What to work on:
Set down each line of the listing below exactly as it is written.
(Beginning of Exercise data)
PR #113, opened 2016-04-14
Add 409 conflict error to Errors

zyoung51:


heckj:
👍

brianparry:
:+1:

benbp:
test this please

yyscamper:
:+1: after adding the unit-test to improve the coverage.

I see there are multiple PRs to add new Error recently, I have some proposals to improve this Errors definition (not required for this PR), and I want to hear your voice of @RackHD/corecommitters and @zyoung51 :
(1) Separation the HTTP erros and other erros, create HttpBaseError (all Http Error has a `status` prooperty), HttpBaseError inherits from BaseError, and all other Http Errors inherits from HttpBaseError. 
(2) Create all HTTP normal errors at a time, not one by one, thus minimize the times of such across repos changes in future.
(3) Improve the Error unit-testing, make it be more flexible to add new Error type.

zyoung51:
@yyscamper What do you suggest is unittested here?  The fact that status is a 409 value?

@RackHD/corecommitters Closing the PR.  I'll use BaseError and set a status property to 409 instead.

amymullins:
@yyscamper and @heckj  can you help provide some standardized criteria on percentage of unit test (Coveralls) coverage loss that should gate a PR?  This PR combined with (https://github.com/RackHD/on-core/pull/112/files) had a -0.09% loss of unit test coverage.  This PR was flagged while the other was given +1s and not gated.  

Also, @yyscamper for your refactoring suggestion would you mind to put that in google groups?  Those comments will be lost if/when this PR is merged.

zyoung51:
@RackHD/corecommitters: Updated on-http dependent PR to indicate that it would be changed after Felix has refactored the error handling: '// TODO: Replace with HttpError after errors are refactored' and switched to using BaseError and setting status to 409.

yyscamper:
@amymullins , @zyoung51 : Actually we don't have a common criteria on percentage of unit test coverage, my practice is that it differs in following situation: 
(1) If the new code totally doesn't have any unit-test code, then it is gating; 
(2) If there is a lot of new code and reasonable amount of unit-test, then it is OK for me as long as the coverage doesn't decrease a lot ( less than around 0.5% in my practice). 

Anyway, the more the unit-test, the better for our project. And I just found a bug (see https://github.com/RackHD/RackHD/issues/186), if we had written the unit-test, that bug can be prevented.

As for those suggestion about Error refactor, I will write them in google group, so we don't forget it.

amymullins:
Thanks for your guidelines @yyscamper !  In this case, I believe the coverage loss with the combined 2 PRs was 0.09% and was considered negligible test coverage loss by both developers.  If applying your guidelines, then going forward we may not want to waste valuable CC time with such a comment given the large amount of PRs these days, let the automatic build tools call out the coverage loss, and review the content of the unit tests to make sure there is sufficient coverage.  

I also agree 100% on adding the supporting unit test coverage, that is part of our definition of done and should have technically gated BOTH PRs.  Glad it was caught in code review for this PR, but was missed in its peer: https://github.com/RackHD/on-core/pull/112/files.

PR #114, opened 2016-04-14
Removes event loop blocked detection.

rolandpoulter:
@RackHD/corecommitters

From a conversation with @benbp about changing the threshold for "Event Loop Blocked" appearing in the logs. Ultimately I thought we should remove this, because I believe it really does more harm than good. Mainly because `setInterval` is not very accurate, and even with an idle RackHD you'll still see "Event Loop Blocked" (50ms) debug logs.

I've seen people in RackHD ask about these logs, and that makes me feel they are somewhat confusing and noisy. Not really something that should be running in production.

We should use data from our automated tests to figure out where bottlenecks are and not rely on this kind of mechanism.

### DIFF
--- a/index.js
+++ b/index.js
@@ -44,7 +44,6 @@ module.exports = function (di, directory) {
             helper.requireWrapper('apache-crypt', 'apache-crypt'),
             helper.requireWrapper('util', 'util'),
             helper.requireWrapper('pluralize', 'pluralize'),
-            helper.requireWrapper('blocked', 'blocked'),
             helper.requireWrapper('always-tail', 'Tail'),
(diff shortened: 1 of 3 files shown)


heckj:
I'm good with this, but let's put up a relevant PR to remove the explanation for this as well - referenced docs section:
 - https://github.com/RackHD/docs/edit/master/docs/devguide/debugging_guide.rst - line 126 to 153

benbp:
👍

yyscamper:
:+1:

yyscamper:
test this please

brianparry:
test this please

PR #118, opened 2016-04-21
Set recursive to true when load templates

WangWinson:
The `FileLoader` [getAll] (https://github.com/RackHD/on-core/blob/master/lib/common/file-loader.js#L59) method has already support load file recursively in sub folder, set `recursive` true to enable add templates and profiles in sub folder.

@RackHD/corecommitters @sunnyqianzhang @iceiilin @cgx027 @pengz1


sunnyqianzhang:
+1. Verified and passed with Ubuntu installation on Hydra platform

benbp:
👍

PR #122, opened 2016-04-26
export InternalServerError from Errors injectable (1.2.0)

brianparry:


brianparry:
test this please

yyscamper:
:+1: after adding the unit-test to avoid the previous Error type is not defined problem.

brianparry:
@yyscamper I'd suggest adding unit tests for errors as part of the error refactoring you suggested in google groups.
(End of Exercise data)
Response to this exercise:
PR #113, opened 2016-04-14
Add 409 conflict error to Errors

zyoung51:


heckj:
👍

brianparry:
:+1:

benbp:
test this please

yyscamper:
:+1: after adding the unit-test to improve the coverage.

I see there are multiple PRs to add new Error recently, I have some proposals to improve this Errors definition (not required for this PR), and I want to hear your voice of @RackHD/corecommitters and @zyoung51 :
(1) Separation the HTTP erros and other erros, create HttpBaseError (all Http Error has a `status` prooperty), HttpBaseError inherits from BaseError, and all other Http Errors inherits from HttpBaseError. 
(2) Create all HTTP normal errors at a time, not one by one, thus minimize the times of such across repos changes in future.
(3) Improve the Error unit-testing, make it be more flexible to add new Error type.

zyoung51:
@yyscamper What do you suggest is unittested here?  The fact that status is a 409 value?

@RackHD/corecommitters Closing the PR.  I'll use BaseError and set a status property to 409 instead.

amymullins:
@yyscamper and @heckj  can you help provide some standardized criteria on percentage of unit test (Coveralls) coverage loss that should gate a PR?  This PR combined with (https://github.com/RackHD/on-core/pull/112/files) had a -0.09% loss of unit test coverage.  This PR was flagged while the other was given +1s and not gated.  

Also, @yyscamper for your refactoring suggestion would you mind to put that in google groups?  Those comments will be lost if/when this PR is merged.

zyoung51:
@RackHD/corecommitters: Updated on-http dependent PR to indicate that it would be changed after Felix has refactored the error handling: '// TODO: Replace with HttpError after errors are refactored' and switched to using BaseError and setting status to 409.

yyscamper:
@amymullins , @zyoung51 : Actually we don't have a common criteria on percentage of unit test coverage, my practice is that it differs in following situation: 
(1) If the new code totally doesn't have any unit-test code, then it is gating; 
(2) If there is a lot of new code and reasonable amount of unit-test, then it is OK for me as long as the coverage doesn't decrease a lot ( less than around 0.5% in my practice). 

Anyway, the more the unit-test, the better for our project. And I just found a bug (see https://github.com/RackHD/RackHD/issues/186), if we had written the unit-test, that bug can be prevented.

As for those suggestion about Error refactor, I will write them in google group, so we don't forget it.

amymullins:
Thanks for your guidelines @yyscamper !  In this case, I believe the coverage loss with the combined 2 PRs was 0.09% and was considered negligible test coverage loss by both developers.  If applying your guidelines, then going forward we may not want to waste valuable CC time with such a comment given the large amount of PRs these days, let the automatic build tools call out the coverage loss, and review the content of the unit tests to make sure there is sufficient coverage.  

I also agree 100% on adding the supporting unit test coverage, that is part of our definition of done and should have technically gated BOTH PRs.  Glad it was caught in code review for this PR, but was missed in its peer: https://github.com/RackHD/on-core/pull/112/files.

PR #114, opened 2016-04-14
Removes event loop blocked detection.

rolandpoulter:
@RackHD/corecommitters

From a conversation with @benbp about changing the threshold for "Event Loop Blocked" appearing in the logs. Ultimately I thought we should remove this, because I believe it really does more harm than good. Mainly because `setInterval` is not very accurate, and even with an idle RackHD you'll still see "Event Loop Blocked" (50ms) debug logs.

I've seen people in RackHD ask about these logs, and that makes me feel they are somewhat confusing and noisy. Not really something that should be running in production.

We should use data from our automated tests to figure out where bottlenecks are and not rely on this kind of mechanism.

### DIFF
--- a/index.js
+++ b/index.js
@@ -44,7 +44,6 @@ module.exports = function (di, directory) {
             helper.requireWrapper('apache-crypt', 'apache-crypt'),
             helper.requireWrapper('util', 'util'),
             helper.requireWrapper('pluralize', 'pluralize'),
-            helper.requireWrapper('blocked', 'blocked'),
             helper.requireWrapper('always-tail', 'Tail'),
(diff shortened: 1 of 3 files shown)


heckj:
I'm good with this, but let's put up a relevant PR to remove the explanation for this as well - referenced docs section:
 - https://github.com/RackHD/docs/edit/master/docs/devguide/debugging_guide.rst - line 126 to 153

benbp:
👍

yyscamper:
:+1:

yyscamper:
test this please

brianparry:
test this please

PR #118, opened 2016-04-21
Set recursive to true when load templates

WangWinson:
The `FileLoader` [getAll] (https://github.com/RackHD/on-core/blob/master/lib/common/file-loader.js#L59) method has already support load file recursively in sub folder, set `recursive` true to enable add templates and profiles in sub folder.

@RackHD/corecommitters @sunnyqianzhang @iceiilin @cgx027 @pengz1


sunnyqianzhang:
+1. Verified and passed with Ubuntu installation on Hydra platform

benbp:
👍

PR #122, opened 2016-04-26
export InternalServerError from Errors injectable (1.2.0)

brianparry:


brianparry:
test this please

yyscamper:
:+1: after adding the unit-test to avoid the previous Error type is not defined problem.

brianparry:
@yyscamper I'd suggest adding unit tests for errors as part of the error refactoring you suggested in google groups.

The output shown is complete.